Feb. 2, 2004 -- There's more good news about a potential cancer vaccine that could specifically target each person's unique tumor.
The study is very preliminary -- involving mice -- but it is another step in a worldwide research effort aimed at developing a safe and effective cancer vaccine treatment.
Both cancerous and normal cells have many of the same identifying markers. So one of the challenges in creating a cancer vaccine has been figuring out how to launch an immune system attack against cancer cells and leaving normal ones unharmed, explain the researchers.
Unlike flu and other vaccines, cancer vaccines are not intended to be given to healthy people to prevent cancer. They are being developed to help sick patients bolster their immune system to better fight the cancer. The vaccines won't be available for at least a decade, researchers say.

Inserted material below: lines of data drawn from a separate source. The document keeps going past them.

Issue #366, opened 2020-01-13
Shape Strategy (△, ⬡, +)


felixakiragreen:
_I think we agree that much of what makes excalidraw so great is its simplicity. And we don't want to just add every little thing because eventually the simplicity will be lost._

<img width="591" alt="Screen Shot 2020-01-13 at 16 03 13" src="https://user-images.githubusercontent.com/1843672/72291851-37b8d400-361e-11ea-8ce5-e4f9a15f7574.png">

I'd like to start the conversation on discussing the approach for adding more shapes. I've tried to read through all the existing issues that mention these and I've noticed some patterns.

### Lines (& multi-point lines)

https://github.com/excalidraw/excalidraw/issues/24
(Multi-point lines allow for drawing complex shapes we don't want to have presets for. Perhaps bezier curves could be toggled on/off)

https://github.com/excalidraw/excalidraw/issues/218
https://github.com/excalidraw/excalidraw/issues/344

### Basic Shapes & Polygons

https://github.com/excalidraw/excalidraw/issues/244

@vjeux has indicated being open to the idea of adding more shapes (that have additional settings).

Personally I would add primitives for triangles (options for △, ▹, ◸, rotate?), hexagons (⬡,⎔), and then maybe octagons or polygon(n sides)?

But I understand that not everyone shares my passion for hexagons, so some may think that it shouldn't be a primitive. Or there might be another shape more people would use as a primitive not included in my list.

I would be happy to submit a PR for adding hexagons as a shape, but I would prefer to validate that this is a feature people would like to use.

dwelle:
> But I understand that not everyone shares my passion for hexagons

:sweat_smile:

GrimTheReaper:
I personally would group Hexagons with Polygons, or add a shape that you can specify how many sides it has since there might be a need for both symmetrical polygons and asymmetrical polygons.

vjeux:
I'm not opposed to have the ability to chose the number of sides when drawing a diamond (after the fact). Then you can copy paste if you want the same shape multiple times.

I don't think we should have a bunch of different shapes at the top though.

What would be good as well is to get proper multi-point drawing so that you can draw whatever shape you want and copy paste it for your needs.

vjeux:
We could also keep the number of sides an inherited setting like stroke/bg color and change the icon to have more sides if you change it on one.

dwelle:
[...]

PR #1931, opened 2020-07-17
feat: sharpness

### LINKED ISSUE #1573: Add support for sharp corners/lines
If you want to draw some sharp-corner shape which we don't support, such as a triangle, it's pretty much impossible with our line tool right now. It'd be great to be able to disable bezier curves on specific shapes.

image

### LINKED ISSUE #1916: Rounded rectangles
This is getting close to feature creep but I wonder if rounded rects were considered. Not as a separate shape but as an option, similar to Stroke Style or Sloppiness. My use cases would only be limited to rectangles and not any of the other shapes. I would be happy with a fixed predetermined radius.

dai-shi:
close #1573 
close #1916 
related #366 

- [x] render elements
- [x] should we avoid `undefined` property? -> yes
- [x] is the UI in the panel OK? -> maybe
- [x] loop fill doesn't work with sharp corners (upstream issue with `linearPath`?)
- [x] editing rotated lines has a positioning issue

exdraw69


dwelle:
Nice!

> should we avoid undefined property?

Yes, I'd say each shape (and appState) should have it set to the default for given element type.

> is the UI in the panel OK?

I'd rename `Sharpness` → `Edges`

lipis:
Great stuff!

pshihn:
> * loop fill doesn't work with sharp corners (upstream issue with `linearPath`?)

`linearPath` was never meant for closed shapes. If you want to fill the shape call `polygon` instead of `linearPath`. The method has the same signature.

dai-shi:
> call polygon instead of linearPath.

Ah, right. Let me try. Thanks.

> > is the UI in the panel OK?

> I'd rename Sharpness → Edges

That's trivial. I wonder if having those buttons is OK. Now we have too many buttons. Not easy to notice.

> Yes, I'd say each shape (and appState) should have it set to the default for given element type.

And, the question is what is default, because to keep the current behavior, the defaults for rectangles and lines are different.

BTW, does anyone want round diamonds?

dai-shi:
excal70

dai-shi:
Maybe we should avoid "sharp" for free draws? It can be useful for some cases.

src/data/restore.ts
```diff
@@ -50,6 +50,7 @@ function migrateElementWithProperties<T extends ExcalidrawElement>(
     height: element.height || 0,
     seed: element.seed ?? 1,
     groupIds: element.groupIds || [],
+    strokeSharpness: element.strokeSharpness,
```
dwelle, line 53: This will not work since the default is `undefined` for old scenes. Here we can also set the default based on type.

dwelle:
> Maybe we should avoid "sharp" for free draws? It can be useful for some cases. Actually, it works pretty well with "Architect."

Yea, let's leave it. Plus free draw are just lines underneath, anyway.

> And, the question is what is default, because to keep the current behavior, the defaults for rectangles and lines are different.

We'd set the conditional default in migration (see comment). For new shapes it's trickier. I think we need to set up different state props for different shape types. Otherwise, if someone ever sets the `sharpness` property in menu, they'll forever (well, until canvas reset) be making all shapes with either sharp or round edges, unlike what we do by default.

> That's trivial. I wonder if having those buttons is OK. Now we have too many buttons. Not easy to notice.

I *did* ask this question on chat so that we think about what our long-term strategy is. Probably comes down to you and me to figure it out :). It does getting bigger and bigger. If you select a rectangle & a text, you get:

image

xixixao:
If we're gonna add this (and I'm not sure it's really needed), can we draw the rounded rectangle as one line instead of individual segments?

xixixao:
Reading the rendering code, seems that to get a single curve for the rounded rectangles we'd need to add support for them to RoughJS.

dai-shi:
Right. RoughJS doesn't support continuous paths with some sloppiness. There might be an option that we don't use yet.

dai-shi:
By the way, if we decide not to support rounded rectangles, it will make it easier for properties. If we were to support any path in general, we wouldn’t need it anyway.

dwelle:
> By the way, if we decide not to support rounded rectangles, it will make it easier for properties

Unclear what you mean.

> If we were to support any path in general, we wouldn’t need it anyway.

Ditto. But here you may mean that making any path sharp would need to be done by selecting the edge (which we don't support) and changing its sharpness via contextMenu or something (?).

dai-shi:
> Unclear what you mean.

I mean we don't need to care about this: "For new shapes it's trickier. I think we need to set up different state props for different shape types."

> But here you may mean that making any path sharp would need to be done by selecting the edge (which we don't support) and changing its sharpness via contextMenu or something (?).

Yeah. More precisely, we would need to support editing control points of curves. I remember we discussed this somewhere sometime back (and concluded it's too much.)

dwelle:
> I mean we don't need to care about this: "For new shapes it's trickier. I think we need to set up different state props for different shape types."

True.

> Yeah. More precisely, we would need to support editing control points of curves. I remember we discussed this somewhere sometime back (and concluded it's too much.)

I see. I was more referring to making one side of a rectangle sharp.

xixixao:
> I think this is a good feature to have because trying to draw arbitrary shapes using rounded lines is very hard, and often impossible.

Are you saying that the main feature you care about in this PR is making the multi-point lines not rounded?

If that is the case, have we considered making the sharpness a point property **at creation**? That might be fairly simple while not blowing up the UI with another option.

Proposal:
1) Click to start a line element
2) Click somewhere else to create an initial line segment
3) Hold down shift to make the first "corner" sharp
3) Click somewhere else - places a second line segment which has sharp corner to the previous one
4) and so on...

a) It could be a different modifier key.
b) It could be supported in edit mode with alt+shift for new point (this is why I proposed to make the shift affect the previous point, not the "about to be placed" one, because it will work for edit mode)

I'd be personally more supportive of fixing that problem (#1573) than adding rounded rectangles (#1916) without proper RoughJS rendering.

xixixao:
(Of course modifier keys do have their downsides, and if we for example need a modifier key to prevent binding that gets us super quickly to 3 modifier keys in edit mode)

dai-shi:
> If that is the case, have we considered making the sharpness a point property at creation? That might be fairly simple while not blowing up the UI with another option.

Does this mean we can create a line with both round and sharp corners? That would be great. But, I would like to edit it not just "at creation." I have thought about this but the main concern is that the UI is not explicit. Modifier keys are not mobile friendly either.

> I'd be personally more supportive of fixing that problem (#1573) than adding rounded rectangles (#1916) without proper RoughJS rendering.

Are you supportive if roughjs supports continuous lines with sloppiness? BTW, it's not just about rounded rectangles but for any `path`. My desire is to support lines with both sharp and round corners (so #1573 is suboptimal.) As I didn't find a good UI, this PR only proposes changing all corners. I'd agree that #1916 is more like an additional feature.


image

If possible, I'd like to allow drawing something like this with a single element. I mean it's possible to draw with `path`, but the question for me is the UI that allows editing. (and the question foor you is drawing result with sloppiness.)

dai-shi:
@xixixao cc @pshihn 

Hi, I did a quick hack in roughjs. How do you like these rounded rectangle.

image

image

image

Notice I didn't adjust the close point, but it's technically possible. It may look ok as is.

dai-shi:
https://github.com/excalidraw/excalidraw/pull/1899#issuecomment-660634634

We could try the sub menu idea for this. I think it's a rare use case to toggle "round" / "sharp" _after_ drawing.

pshihn:
@dai-shi can you explain more, or perhaps create an issue in roughjs with what you did in the hack and what you're tryin to achieve. Maybe the 'hack' could be turned into a feature. Thanks!

dai-shi:
@pshihn I can create an issue once @xixixao confirmed that it's the desirable direction.

Meanwhile, what I did is, in svg path, I connect the different parts to be continuous. Say, we have double straight lines and double curved lines, connect the end of straight line and the start of curved lines, for each lines.

dwelle:
> We could try the sub menu idea for this. I think it's a rare use case to toggle "round" / "sharp" after drawing.

I wouldn't say it's rare. You often want to toggle between them to see what looks better.

dai-shi:
> Meaning, the submenu would show for existing selected shapes, too

I see. Didn't take like that. (I mean, for me, it's more suitable in the left property menu, not in the top tool menu.)

> (which is what we want in the case of arrow end points, anyway).

But, yeah this does make sense.

dai-shi:
Fixed dragging inside. (The code is a bit tricky.)
excal74

dai-shi:
Been thinking how to deal with svg path in the future. If we support it, we may not need this. However, it's not going to be an easy UI. Maybe we introduce a new linear element type "svgPath" which at first would only implemented as importing an svg file. Even if we had svgPath element, we would want to easily draw polygons and maybe rounded rectangles too. Okay, I think this is a reasonable road to go.

dai-shi:
@dwelle I think I fixed all you have said.

Remaining concerns:
- maybe suggest to add a feature in roughjs
- is the "edges" property complexity worth it? (should we not mix the property for lines and rectangles?)

xixixao:
Got an error `e3170e882eba4c9f8034b7a84c7e4cf4` (and you have some failing tests), my state:

```
{"excalidraw-state":{"elementType":"arrow","elementLocked":false,"exportBackground":true,"shouldAddWatermark":false,"currentItemStrokeColor":"#000000","currentItemBackgroundColor":"transparent","currentItemFillStyle":"hachure","currentItemStrokeWidth":1,"currentItemStrokeStyle":"solid","currentItemRoughness":1,"currentItemOpacity":100,"currentItemFontSize":20,"currentItemFontFamily":1,"currentItemTextAlign":"left","currentItemStrokeSharpness":"sharp","currentItemLinearStrokeSharpness":"sharp","viewBackgroundColor":"#ffffff","scrollX":0,"scrollY":0,"cursorX":0,"cursorY":0,"cursorButton":"up","scrolledOutside":false,"name":"Untitled-2020-07-21-1717","username":"","zoom":1,"openMenu":null,"lastPointerDownWith":"mouse","selectedElementIds":{},"previousSelectedElementIds":{"7YDWGdKMbfIdsRUSOHn67":true},"shouldCacheIgnoreZoom":false,"zenModeEnabled":false,"gridSize":null,"editingGroupId":null,"selectedGroupIds":{}},"excalidraw":[{"id":"Fq4k8kd83y9f2rJO3wFBW","type":"line","x":429.0546875,"y":525.67578125,"width":258.68359375,"height":244.09375,"angle":0,"strokeColor":"#000000","backgroundColor":"transparent","fillStyle":"hachure","strokeWidth":1,"strokeStyle":"solid","roughness":1,"opacity":100,"groupIds":[],"strokeSharpness":"sharp","seed":286338310,"version":84,"versionNonce":944017690,"isDeleted":false,"points":[[0,0],[161.91796875,-53.94140625],[117.64453125,-198.1015625],[258.68359375,-244.09375]],"lastCommittedPoint":[258.68359375,-244.09375]},{"id":"fUZyEtIu9cgDgHon7Ufdn","type":"draw","x":702.37109375,"y":525.43359375,"width":201.06640625,"height":274.04296875,"angle":0,"strokeColor":"#000000","backgroundColor":"transparent","fillStyle":"hachure","strokeWidth":1,"strokeStyle":"solid","roughness":1,"opacity":100,"groupIds":[],"strokeSharpness":"sharp","seed":914982086,"version":74,"versionNonce":96505242,"isDeleted":false,"points":[[0,0],[0.87109375,-5.45703125],[16.94140625,-32.76171875],[23.84765625,-42.5546875],[33.3671875,-52.6328125],[44.3671875,-60.31640625],[55.3125,-64.9609375],[74.390625,-67.72265625],[78.8515625,-69.7421875],[84.53125,-75.875],[89.8984375,-86.55078125],[91.19921875,-107.25390625],[80.98828125,-128.25],[71.62109375,-142.2109375],[65.328125,-157.68359375],[65,-154.71484375],[101.54296875,-229.640625],[117.62890625,-266.4375],[121.421875,-272.21484375],[126.7421875,-274.04296875],[137.09375,-273.171875],[166.23046875,-253.4140625],[201.06640625,-224.15234375],[199.58984375,-214.48828125],[184.8828125,-171.97265625],[176.66015625,-152.203125],[168.73046875,-139.18359375],[155.95703125,-134.88671875],[148.203125,-137.2109375],[137.62109375,-149.96875],[133.41015625,-163.609375],[135.55078125,-133.29296875],[144.3359375,-71.9765625],[159.203125,-5.4921875]],"lastCommittedPoint":null}],"i18nextLng":"en"}
```

The rounded rectangle looks nice!

dai-shi:
Thanks! Hm, I'm aware of the failing test, but not sure about the error. Maybe failing in state migration... 🤔

lipis:
The rectangle feels like it was made in multiple strokes instead of one or two.. the round corners are disconnected and it feels strange.

Screenshot 2020-07-22 at 6 16 47 PM

dai-shi:
@lipis That's the issue filed upstream: https://github.com/rough-stuff/rough/issues/168

This is my experiment: https://github.com/excalidraw/excalidraw/pull/1931#issuecomment-661063866

dai-shi:
https://github.com/excalidraw/excalidraw/pull/1931#issuecomment-662172106

I checked the error: Cannot read property 'data' of undefined in bounds.ts#L159
but no idea how it caused the error. Even tried with your drawing in the state.
Can there be steps for reproduction?

vjeux:
Not for this PR but I'd love if when we use round edges that the last point would also be rounded
image

dai-shi:
That should also be an issue upstream. However, that raises another concern: Do we distinguish the "really round" lines (including the last point) and the "almost round" lines (excluding the last point = current behavior)? If that's the goal I'd adjust this PR to have thee values in "sharpness".

Otherwise, it's going to be a breaking change, and break heart marks.

image

https://excalidraw.com/#json=5704123894726656,Ejctr_R5t-XOoazczZs_2A

dai-shi:
@pshihn Do you have any thoughts on https://github.com/rough-stuff/rough/issues/168 ?

dai-shi:
https://github.com/excalidraw/excalidraw/pull/1931#issuecomment-662172106
I think I could reproduce this error. Fix in aed3f5d.

dwelle:
I think this PR is valuable enough to merge without waiting on upstream changes (it's good enough for now). Is there anything else blocking it? Maybe figuring out the best UI?

dai-shi:
Nothing blocking in that sense.

https://github.com/excalidraw/excalidraw/pull/1931#issuecomment-663766861
If we were to add this, we could add a new one: `["sharp", "round", "fully-round"]`

dwelle:
> If we were to add this, we could add a new one: ["sharp", "round", "fully-round"]

Let's leave that for another PR as I think it's related more to how we deal with points merging. I'll create a separate issue for it.

dwelle:
Looks good, works great. Thanks a lot!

In developing this cancer vaccine, the researchers looked at a gene that creates an enzyme that is found in 80% of human tumors. It is seen in limited amounts in normal cells.
They were able to create a vaccine targeting a specific part of this gene. In doing this, they were able to generate an immune response against the tumor -- without stimulating the immune system to attack normal cells.
This finding strongly suggests that targeting the specific part of this gene in cancer cells could be a new strategy toward cancer vaccine development, according to researcher David-Alexandre Gross, with the Institut National de la Sante et de la Recherche Medicale Unite in Cedex, France.
His study appears in the Feb. 2 issue of the Journal of Clinical Investigation.